Start of Task material

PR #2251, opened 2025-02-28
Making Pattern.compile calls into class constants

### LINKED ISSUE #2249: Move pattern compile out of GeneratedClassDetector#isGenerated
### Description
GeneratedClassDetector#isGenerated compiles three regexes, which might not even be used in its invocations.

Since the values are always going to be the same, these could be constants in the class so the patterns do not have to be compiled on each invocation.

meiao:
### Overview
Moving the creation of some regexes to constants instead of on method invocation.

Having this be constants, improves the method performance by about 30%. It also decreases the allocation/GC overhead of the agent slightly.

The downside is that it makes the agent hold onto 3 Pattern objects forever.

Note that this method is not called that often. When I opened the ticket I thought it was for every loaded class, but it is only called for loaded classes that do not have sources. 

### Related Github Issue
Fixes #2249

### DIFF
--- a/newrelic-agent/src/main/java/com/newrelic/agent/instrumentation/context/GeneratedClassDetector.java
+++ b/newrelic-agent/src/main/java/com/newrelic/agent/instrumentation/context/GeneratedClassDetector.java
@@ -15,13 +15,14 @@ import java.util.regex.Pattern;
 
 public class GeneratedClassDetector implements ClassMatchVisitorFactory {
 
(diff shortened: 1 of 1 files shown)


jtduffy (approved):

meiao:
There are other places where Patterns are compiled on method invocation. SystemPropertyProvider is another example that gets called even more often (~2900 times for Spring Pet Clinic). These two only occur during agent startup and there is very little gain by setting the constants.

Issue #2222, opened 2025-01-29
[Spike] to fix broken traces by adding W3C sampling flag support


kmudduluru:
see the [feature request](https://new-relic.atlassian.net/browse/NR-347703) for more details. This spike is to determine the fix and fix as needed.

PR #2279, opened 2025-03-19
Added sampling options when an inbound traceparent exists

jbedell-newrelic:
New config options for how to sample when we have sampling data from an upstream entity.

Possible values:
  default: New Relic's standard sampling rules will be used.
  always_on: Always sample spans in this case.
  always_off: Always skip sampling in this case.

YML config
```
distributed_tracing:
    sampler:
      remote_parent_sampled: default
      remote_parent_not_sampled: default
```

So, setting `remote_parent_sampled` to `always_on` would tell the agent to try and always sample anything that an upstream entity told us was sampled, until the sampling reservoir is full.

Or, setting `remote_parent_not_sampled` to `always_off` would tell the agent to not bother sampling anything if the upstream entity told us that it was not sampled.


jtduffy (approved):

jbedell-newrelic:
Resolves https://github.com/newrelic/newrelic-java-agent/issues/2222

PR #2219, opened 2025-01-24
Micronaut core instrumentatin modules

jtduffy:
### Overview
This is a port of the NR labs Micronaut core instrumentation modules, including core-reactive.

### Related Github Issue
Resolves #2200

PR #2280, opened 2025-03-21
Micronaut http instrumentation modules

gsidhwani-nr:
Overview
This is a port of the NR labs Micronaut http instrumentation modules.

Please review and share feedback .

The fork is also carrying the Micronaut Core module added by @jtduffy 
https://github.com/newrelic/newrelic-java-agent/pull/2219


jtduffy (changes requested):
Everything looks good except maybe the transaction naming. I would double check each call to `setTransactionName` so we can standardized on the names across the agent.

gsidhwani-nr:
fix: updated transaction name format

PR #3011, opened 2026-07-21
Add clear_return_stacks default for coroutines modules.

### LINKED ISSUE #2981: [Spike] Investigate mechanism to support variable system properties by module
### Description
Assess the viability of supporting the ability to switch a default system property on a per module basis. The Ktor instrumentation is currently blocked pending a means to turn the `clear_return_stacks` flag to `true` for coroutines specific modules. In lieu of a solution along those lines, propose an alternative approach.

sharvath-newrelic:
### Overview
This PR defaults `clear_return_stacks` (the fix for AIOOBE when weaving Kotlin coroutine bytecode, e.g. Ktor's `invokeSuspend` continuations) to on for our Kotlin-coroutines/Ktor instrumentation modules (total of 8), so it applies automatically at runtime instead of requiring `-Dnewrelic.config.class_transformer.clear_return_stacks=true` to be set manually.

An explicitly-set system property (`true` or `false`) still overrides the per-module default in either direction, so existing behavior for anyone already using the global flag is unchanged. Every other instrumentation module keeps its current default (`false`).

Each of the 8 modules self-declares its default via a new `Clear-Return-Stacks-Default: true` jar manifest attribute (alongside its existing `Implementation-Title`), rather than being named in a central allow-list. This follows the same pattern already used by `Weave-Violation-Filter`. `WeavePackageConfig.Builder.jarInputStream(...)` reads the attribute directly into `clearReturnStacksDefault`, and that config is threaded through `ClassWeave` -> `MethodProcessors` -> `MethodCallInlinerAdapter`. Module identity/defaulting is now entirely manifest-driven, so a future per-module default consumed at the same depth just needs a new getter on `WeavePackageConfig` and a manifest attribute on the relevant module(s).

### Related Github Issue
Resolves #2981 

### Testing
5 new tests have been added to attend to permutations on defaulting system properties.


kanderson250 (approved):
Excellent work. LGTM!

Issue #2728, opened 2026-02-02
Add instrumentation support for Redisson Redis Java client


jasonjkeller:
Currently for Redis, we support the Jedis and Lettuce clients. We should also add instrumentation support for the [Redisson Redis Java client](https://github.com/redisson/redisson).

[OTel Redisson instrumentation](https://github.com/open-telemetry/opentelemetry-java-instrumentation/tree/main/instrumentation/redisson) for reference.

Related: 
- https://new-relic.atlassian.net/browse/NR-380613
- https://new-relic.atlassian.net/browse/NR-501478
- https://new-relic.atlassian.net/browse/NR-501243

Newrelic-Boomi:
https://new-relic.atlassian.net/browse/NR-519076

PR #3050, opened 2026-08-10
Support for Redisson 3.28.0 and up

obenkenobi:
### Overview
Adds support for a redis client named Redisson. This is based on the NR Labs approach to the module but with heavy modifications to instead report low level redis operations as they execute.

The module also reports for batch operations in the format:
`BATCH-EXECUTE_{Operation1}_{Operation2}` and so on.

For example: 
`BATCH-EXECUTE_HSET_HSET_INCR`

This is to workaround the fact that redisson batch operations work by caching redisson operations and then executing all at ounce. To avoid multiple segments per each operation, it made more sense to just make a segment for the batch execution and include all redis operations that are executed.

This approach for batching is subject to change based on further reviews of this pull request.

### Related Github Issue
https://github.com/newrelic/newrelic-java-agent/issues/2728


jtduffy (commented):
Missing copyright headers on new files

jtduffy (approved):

End of Task material

* To do:
Could you output every record above exactly as written?

* Task result:
PR #2251, opened 2025-02-28
Making Pattern.compile calls into class constants

### LINKED ISSUE #2249: Move pattern compile out of GeneratedClassDetector#isGenerated
### Description
GeneratedClassDetector#isGenerated compiles three regexes, which might not even be used in its invocations.

Since the values are always going to be the same, these could be constants in the class so the patterns do not have to be compiled on each invocation.

meiao:
### Overview
Moving the creation of some regexes to constants instead of on method invocation.

Having this be constants, improves the method performance by about 30%. It also decreases the allocation/GC overhead of the agent slightly.

The downside is that it makes the agent hold onto 3 Pattern objects forever.

Note that this method is not called that often. When I opened the ticket I thought it was for every loaded class, but it is only called for loaded classes that do not have sources. 

### Related Github Issue
Fixes #2249

### DIFF
--- a/newrelic-agent/src/main/java/com/newrelic/agent/instrumentation/context/GeneratedClassDetector.java
+++ b/newrelic-agent/src/main/java/com/newrelic/agent/instrumentation/context/GeneratedClassDetector.java
@@ -15,13 +15,14 @@ import java.util.regex.Pattern;
 
 public class GeneratedClassDetector implements ClassMatchVisitorFactory {
 
(diff shortened: 1 of 1 files shown)


jtduffy (approved):

meiao:
There are other places where Patterns are compiled on method invocation. SystemPropertyProvider is another example that gets called even more often (~2900 times for Spring Pet Clinic). These two only occur during agent startup and there is very little gain by setting the constants.

Issue #2222, opened 2025-01-29
[Spike] to fix broken traces by adding W3C sampling flag support


kmudduluru:
see the [feature request](https://new-relic.atlassian.net/browse/NR-347703) for more details. This spike is to determine the fix and fix as needed.

PR #2279, opened 2025-03-19
Added sampling options when an inbound traceparent exists

jbedell-newrelic:
New config options for how to sample when we have sampling data from an upstream entity.

Possible values:
  default: New Relic's standard sampling rules will be used.
  always_on: Always sample spans in this case.
  always_off: Always skip sampling in this case.

YML config
```
distributed_tracing:
    sampler:
      remote_parent_sampled: default
      remote_parent_not_sampled: default
```

So, setting `remote_parent_sampled` to `always_on` would tell the agent to try and always sample anything that an upstream entity told us was sampled, until the sampling reservoir is full.

Or, setting `remote_parent_not_sampled` to `always_off` would tell the agent to not bother sampling anything if the upstream entity told us that it was not sampled.


jtduffy (approved):

jbedell-newrelic:
Resolves https://github.com/newrelic/newrelic-java-agent/issues/2222

PR #2219, opened 2025-01-24
Micronaut core instrumentatin modules

jtduffy:
### Overview
This is a port of the NR labs Micronaut core instrumentation modules, including core-reactive.

### Related Github Issue
Resolves #2200

PR #2280, opened 2025-03-21
Micronaut http instrumentation modules

gsidhwani-nr:
Overview
This is a port of the NR labs Micronaut http instrumentation modules.

Please review and share feedback .

The fork is also carrying the Micronaut Core module added by @jtduffy 
https://github.com/newrelic/newrelic-java-agent/pull/2219


jtduffy (changes requested):
Everything looks good except maybe the transaction naming. I would double check each call to `setTransactionName` so we can standardized on the names across the agent.

gsidhwani-nr:
fix: updated transaction name format

PR #3011, opened 2026-07-21
Add clear_return_stacks default for coroutines modules.

### LINKED ISSUE #2981: [Spike] Investigate mechanism to support variable system properties by module
### Description
Assess the viability of supporting the ability to switch a default system property on a per module basis. The Ktor instrumentation is currently blocked pending a means to turn the `clear_return_stacks` flag to `true` for coroutines specific modules. In lieu of a solution along those lines, propose an alternative approach.

sharvath-newrelic:
### Overview
This PR defaults `clear_return_stacks` (the fix for AIOOBE when weaving Kotlin coroutine bytecode, e.g. Ktor's `invokeSuspend` continuations) to on for our Kotlin-coroutines/Ktor instrumentation modules (total of 8), so it applies automatically at runtime instead of requiring `-Dnewrelic.config.class_transformer.clear_return_stacks=true` to be set manually.

An explicitly-set system property (`true` or `false`) still overrides the per-module default in either direction, so existing behavior for anyone already using the global flag is unchanged. Every other instrumentation module keeps its current default (`false`).

Each of the 8 modules self-declares its default via a new `Clear-Return-Stacks-Default: true` jar manifest attribute (alongside its existing `Implementation-Title`), rather than being named in a central allow-list. This follows the same pattern already used by `Weave-Violation-Filter`. `WeavePackageConfig.Builder.jarInputStream(...)` reads the attribute directly into `clearReturnStacksDefault`, and that config is threaded through `ClassWeave` -> `MethodProcessors` -> `MethodCallInlinerAdapter`. Module identity/defaulting is now entirely manifest-driven, so a future per-module default consumed at the same depth just needs a new getter on `WeavePackageConfig` and a manifest attribute on the relevant module(s).

### Related Github Issue
Resolves #2981 

### Testing
5 new tests have been added to attend to permutations on defaulting system properties.


kanderson250 (approved):
Excellent work. LGTM!

Issue #2728, opened 2026-02-02
Add instrumentation support for Redisson Redis Java client


jasonjkeller:
Currently for Redis, we support the Jedis and Lettuce clients. We should also add instrumentation support for the [Redisson Redis Java client](https://github.com/redisson/redisson).

[OTel Redisson instrumentation](https://github.com/open-telemetry/opentelemetry-java-instrumentation/tree/main/instrumentation/redisson) for reference.

Related: 
- https://new-relic.atlassian.net/browse/NR-380613
- https://new-relic.atlassian.net/browse/NR-501478
- https://new-relic.atlassian.net/browse/NR-501243

Newrelic-Boomi:
https://new-relic.atlassian.net/browse/NR-519076

PR #3050, opened 2026-08-10
Support for Redisson 3.28.0 and up

obenkenobi:
### Overview
Adds support for a redis client named Redisson. This is based on the NR Labs approach to the module but with heavy modifications to instead report low level redis operations as they execute.

The module also reports for batch operations in the format:
`BATCH-EXECUTE_{Operation1}_{Operation2}` and so on.

For example: 
`BATCH-EXECUTE_HSET_HSET_INCR`

This is to workaround the fact that redisson batch operations work by caching redisson operations and then executing all at ounce. To avoid multiple segments per each operation, it made more sense to just make a segment for the batch execution and include all redis operations that are executed.

This approach for batching is subject to change based on further reviews of this pull request.

### Related Github Issue
https://github.com/newrelic/newrelic-java-agent/issues/2728


jtduffy (commented):
Missing copyright headers on new files

jtduffy (approved):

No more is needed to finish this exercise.